How you can use `RUBY_FREE_AT_EXIT`

As we’ve seen, this feature has been effective at finding memory leaks within Ruby. But how can you, as a Ruby user, utilize this feature?

There are two use cases of RUBY_FREE_AT_EXIT by the community:

Finding native level memory leaks in native gems.
Finding native level memory leaks in Ruby apps.

Finding native level memory leaks in native gems

It’s no secret that manual memory management is difficult, which is why RUBY_FREE_AT_EXIT has found so many memory leaks in Ruby and why ruby_memcheck has found so many memory leaks in native gems, including popular and commonly used native gems such as nokogiri, liquid-c, protobuf, and gRPC. Memory management is especially tricky for cases when exceptions are raised, since it can jump out of native stack frames, which can unexpectedly interrupt code execution and skip code.
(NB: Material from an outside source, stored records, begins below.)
PR #1722, opened 2024-09-19
cli: Remove dbg!

kim:
Our clippy.toml should disallow this, but doesn't.
Anyway, running codegen with a debug build is not so uncommon, and this
dbg! output is not too informative (unless debugging codegen).

0


mamcx (approved):
LGTM

PR #2299, opened 2025-02-24
sdk: Basic connection metrics

kim:
Instruments the websocket loop to track number and size of received
messages. Mirrors the metrics we have on the sending side.

Motivated by having observed clients that permanently return stale data,
even though both ends of the connection appear to consider the
connection healthy.

There may be other interesting metrics (such as the size of the client
cache), but there is no immediate need, so we're deferring this to a
future addition.

Another future change may be to actively terminate the connection if no
data (including PING frames) is received within a timeout.

1

# Testing

A private companion PR will hook this up to a metrics registry, and verify that
the numbers can be read via the metrics endpoint.


gefjon (commented):
- I'd like `CLIENT_METRICS` to be exported as `spacetimedb_sdk::unstable::CLIENT_METRICS`, not `spacetimedb_sdk::CLIENT_METRICS`. I don't yet feel ready to commit to this as a stable interface.
- Why are the metrics in `metrics/mod.rs` rather than `metrics.rs`? No other files in the SDK get their own subdirectory in this way, and there aren't any other files in there beyond the `mod.rs`.

gefjon:
> Another future change may be to actively terminate the connection if no data (including PING frames) is received within a timeout.

I would expect that we should pair this with having the client send PINGs and expect PONGs in return, [as described in the RFC](https://datatracker.ietf.org/doc/html/rfc6455#section-5.5.2), rather than just relying on the server PINGing.

kim:
> I would expect that we should pair this with having the client send PINGs and expect PONGs in return

Potentially. Keep-Alive traffic is easy to amplify, while the current server-side ping interval is likely to be too high for otherwise idle connections. We should probably make this adaptive, i.e. ping only when idle.

PR #2302, opened 2025-02-24
`MutTxId::update`: consider deleted commited row when replacing tx row

### LINKED ISSUE #2296: `update` host call produces TXes containing no-op insert/delete pairs in sequences of delete->insert->update
1. Define a table `foo: { #[unique] a, b }`
2. Start with a table with row `A: { a: 0, b: 0 }` present.
3. Within a single transaction:
  1. Delete `A: { a: 0, b: 0 }`.
  2. Insert `B: {a: 0, b: 1 }`. This row is not equal to `A`, but has the same value in the unique column.
  3.  Update `foo` by `a` to `A: { a: 0, b: 0 }`. This row has the same unique val as `B`, and so is an update, and also is equal to the `A` which was deleted in 3.1, part of this TX.

The TX in 3 *should* be empty, but currently it will result in:
```
inserts:
  foo:
    - A: { a: 0, b: 0 }
deletes:
  foo:
    - A: { a: 0, b: 0 }
```

Commitlog replay cannot cope with such a TX, and fails.

DoD: A regression test runs a transaction like the above and asserts that the resulting `TxData` is empty. Manual or automated integration testing shows that we can run a module that executes the above transaction, then restart and replay its commitlog.

Centril:
# Description of Changes

Fixes #2296.

In `MutTxId::update`: If there was a deleted committed row (`row`), this fact is recorded. Later, when updating a `row_prime`, resident in the tx state and sharing a `key` with `row`, if `row_prime` it's to be replaced with `row`'s contents, we revert the insertion of the and instead un-delete `row`.

None

2?

# Testing

- A regression test `test_update_brings_back_deleted_commit_row_repro_2296` is added.
- The repro in https://github.com/clockworklabs/SpacetimeDB/issues/2296#issuecomment-2676480573 was tested manually against the new impl and the database was successfully restarted.

### DIFF
--- a/crates/core/src/db/datastore/locking_tx_datastore/datastore.rs
+++ b/crates/core/src/db/datastore/locking_tx_datastore/datastore.rs
@@ -2348,7 +2348,7 @@ mod tests {
         // We should now have a committed row `row` marked as deleted and a row `row_prime`.
         // These share `KEY`.
         insert(&datastore, &mut tx, table_id, row_prime)?;
-        // 3. update `row` -> `row_prime`.
+        // 3. update `row_prime` -> `row`.
         // Because `row` exists in the committed state but was marked as deleted,
         // it should be undeleted, without a new row being added to the tx state.
         let (_, row_ref) = update(&datastore, &mut tx, table_id, index_id, row)?;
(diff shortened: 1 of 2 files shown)


crates/core/src/db/datastore/locking_tx_datastore/datastore.rs
```diff
@@ -2283,6 +2284,85 @@ mod tests {
...
+        // Start a new transaction where we:
+        let mut tx = begin_mut_tx(&datastore);
+        // 1. delete the row.
+        let row_to_del = find_row_by_key(&tx, KEY);
+        datastore.delete_mut_tx(&mut tx, table_id, row_to_del.iter().copied());
+        // 2. insert a new row with the same key as the one we deleted but different extra field.
+        // We should now have a committed row `row` marked as deleted and a row `row_prime`.
+        // These share `KEY`.
+        insert(&datastore, &mut tx, table_id, row_prime)?;
+        // 3. update `row` -> `row_prime`.
```
gefjon, line 2351:
```suggestion
        // 3. update `row_prime` -> `row`.
```

PR #2309, opened 2025-02-26
sdk: Client ping on idle connections

kim:
Make the websocket loop send a `Ping` frame when the connection is idle for a while. "idle" includes missing server-side pings.

Writing to the socket will detect if the remote end went away, but FIN / RST went missing for some reason. This is not detected by only reading.

--- 

I haven't touched the scary server-side websocket loop, but we may consider to also make it send pings only if it doesn't have anything else to send.

2

# Testing

The situation can be approximated by inducing a 100% packet loss scenario.
This can be done in various ways. A convenient one is `docker compose disconnect`, which disables the virtual interface of a container.

Without this patch, you'll see the server timing out the connection after a while (as it did not receive pong), while the client keeps thinking that something may eventually arrive.
With this patch, both ends eventually close the connection.

### DIFF
--- a/crates/sdk/src/websocket.rs
+++ b/crates/sdk/src/websocket.rs
@@ -358,6 +358,9 @@ impl WsConnection {
                         log::trace!("received ping");
                         idle = false;
                         record_metrics(payload.len());
+                        // No need to explicitly respond with a `Pong`,
+                        // as tungstenite handles this automatically.
+                        // See [https://github.com/snapview/tokio-tungstenite/issues/88].
                     },
 
                     Ok(Some(WebSocketMessage::Pong(payload))) => {
--- a/crates/sdk/src/websocket.rs
+++ b/crates/sdk/src/websocket.rs
@@ -2,7 +2,9 @@
 //!
 //! This module is internal, and may incompatibly change without warning.
 
+use std::mem;
 use std::sync::Arc;
+use std::time::Duration;
 
 use bytes::Bytes;
 use futures::{SinkExt, StreamExt as _, TryStreamExt};
@@ -16,6 +18,7 @@ use spacetimedb_client_api_messages::websocket::{ClientMessage, ServerMessage};
 use spacetimedb_lib::{bsatn, ConnectionId};
 use thiserror::Error;
 use tokio::task::JoinHandle;
+use tokio::time::Instant;
 use tokio::{net::TcpStream, runtime};
 use tokio_tungstenite::{
     connect_async_with_config,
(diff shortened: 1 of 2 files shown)


crates/sdk/src/websocket.rs
```diff
@@ -287,18 +290,57 @@ impl WsConnection {
...
-                    Err(e) => Self::maybe_log_error::<(), _>(
-                        "Error reading message from read WebSocket stream",
-                        Err(e),
-                    ),
+                    Err(e) => {
+                        Self::maybe_log_error::<(), _>(
+                            "Error reading message from read WebSocket stream",
+                            Err(e),
+                        );
+                        break;
```
kim, line 339: None of the other `Error` variants indicate a particularly recoverable situation, so I added this `exit`.

crates/sdk/src/websocket.rs
```diff
@@ -313,15 +355,42 @@ impl WsConnection {
...
                     Ok(Some(other)) => {
                         log::warn!("Unexpected WebSocket message {:?}", other);
+                        idle = false;
                         record_metrics(other.len());
                     },
                 },
 
+                _ = idle_timeout_interval.tick() => {
+                    if mem::replace(&mut idle, true) {
+                        if mem::take(&mut want_pong) {
```
gefjon, line 379: Why are we `mem::take`ing here? It looks to me like this is equivalent to just reading `want_pong` in all cases.

- `want_pong == true`: `take` and replace with `false`. Break out of the loop and never read from `want_pong` again.
- `want_pong == false`: `take` is a no-op. Set `want_pong` to `true` later in this block. Never read the `false` value installed by `mem::take`.

It seems like there are two possible simplifications to this code:
- `mem::replace(&mut want_pong, true)` here, and remove the `want_pong = true` assignment on line 390.
- Just branch on `want_pong` with `if want_pong {` here, and leave the assignment later on.

crates/sdk/src/websocket.rs
```diff
@@ -313,15 +355,42 @@ impl WsConnection {
...
+                            log::warn!("Connection timed out");
+                            break;
+                        }
+
+                        log::trace!("sending client ping");
+                        Self::maybe_log_error(
+                            "Error sending ping",
+                            self.sock.send(WebSocketMessage::Ping(vec![])).await,
+                        );
+                        want_pong = true;
```
gefjon, line 390: Do we want to break the loop if we fail to send a ping?

kim: Good point. I think this applies to all send attempts, though, so I'm adding it to the outgoing branch too.

gefjon: Sounds good.

gefjon (approved):

gefjon (changes requested):
Sorry, just realized: the host doesn't actually respond `Pong` to client `Ping`s. `crates/client-api/src/routes/subscribe.rs` has:

```rust
            Item::Message(ClientMessage::Ping(_message)) => {
                log::trace!("Received ping from client {}", client.id);
                // TODO: should we respond with a `Pong`?
            }
```

I don't think we can merge this until we complete that TODO comment. I'm worried that as-is, this patch will cause spurious disconnects.

gefjon (approved):
Nope, I'm wrong. Per [this discussion](https://github.com/snapview/tokio-tungstenite/issues/88), Tungstenite responds Pong to Pings automatically.

PR #2312, opened 2025-02-26
Add dockerfile for cli

coolreader18:
# Description of Changes

This just curls & runs the install script on a blank image. Technically won't work until the new script is up on the website.

1

# Testing

I've tested a little bit and will test more once this is merged and I can download the artifacts built from CI (my system has too new a glibc version :cry: )

### DIFF
--- a/Dockerfile
+++ b/Dockerfile
@@ -1,0 +1,20 @@
+FROM rust:bookworm
+
+RUN curl -sSfLO https://packages.microsoft.com/config/debian/12/packages-microsoft-prod.deb && \
+      dpkg -i packages-microsoft-prod.deb && \
+      rm packages-microsoft-prod.deb && \
+      apt-get update && \
+      apt-get install -y dotnet-sdk-9.0 binaryen && \
+      dotnet workload install wasi-experimental
+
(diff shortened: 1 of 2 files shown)


gefjon:
I would expect that we want to have other things also present inside this docker. E.g.:

- Rustup, cargo, rustc, the `wasm32-unknown-unknown` target, and everything else one needs to compile and publish a Rust module.
- Dotnet, the dotnet WASI SDK, and whatever else one needs to compile and publish a C# module.
- `wasm-opt`.

Testing I would expect to be done:

- One can `spacetime start` using the docker and connect an external client (e.g. a web browser) to the running host.
- One can bind-mount a module project directory into the docker and then `spacetime publish` it, both locally and to a remote host.
- One can use `spacetime call` and `spacetime sql` from the docker, both locally and to a remote host.

Bonus points:

- One can bind-mount a Rust, C# or TypeScript client project directory into the docker and then compile and run it, connecting to either a local or a remote host.

gefjon (approved):

coolreader18:
I'll test this further once this is merged and I can download the artifacts built from CI on master (my system has too new a glibc version :cry:)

If you’re a maintainer for a native gem, please try to use your test suite with RUBY_FREE_AT_EXIT and a memory leak checker (Valgrind, macOS leaks, or ASAN) to find memory leaks.

The ruby_memcheck gem now adapts to Ruby versions that support RUBY_FREE_AT_EXIT and disables heuristics (but still continues to use heuristics instead of RUBY_FREE_AT_EXIT for old Ruby versions). ruby_memcheck offers an easy way to use Valgrind memcheck using your existing minitest or RSpec test suite.

Finding native level memory leaks in Ruby apps

If you suspect that there are native level memory leaks affecting your Ruby app (which can come from native gems or Ruby itself), you can use RUBY_FREE_AT_EXIT and a memory leaks tool to help you find it. It’s important to note that this will not help you find Ruby level memory leaks, so if your memory bloat comes from creating too many Ruby objects and holding onto them, then this will not help you find it.

Request for the Ruby community

Just as how I concluded my ruby_memcheck blog post, I’ll do the same here: if you are a maintainer of a Ruby gem with native extensions, please test with ruby_memcheck to make sure that your gem does not have memory leaks. Together, let’s make Ruby a more efficient and stable platform for everyone!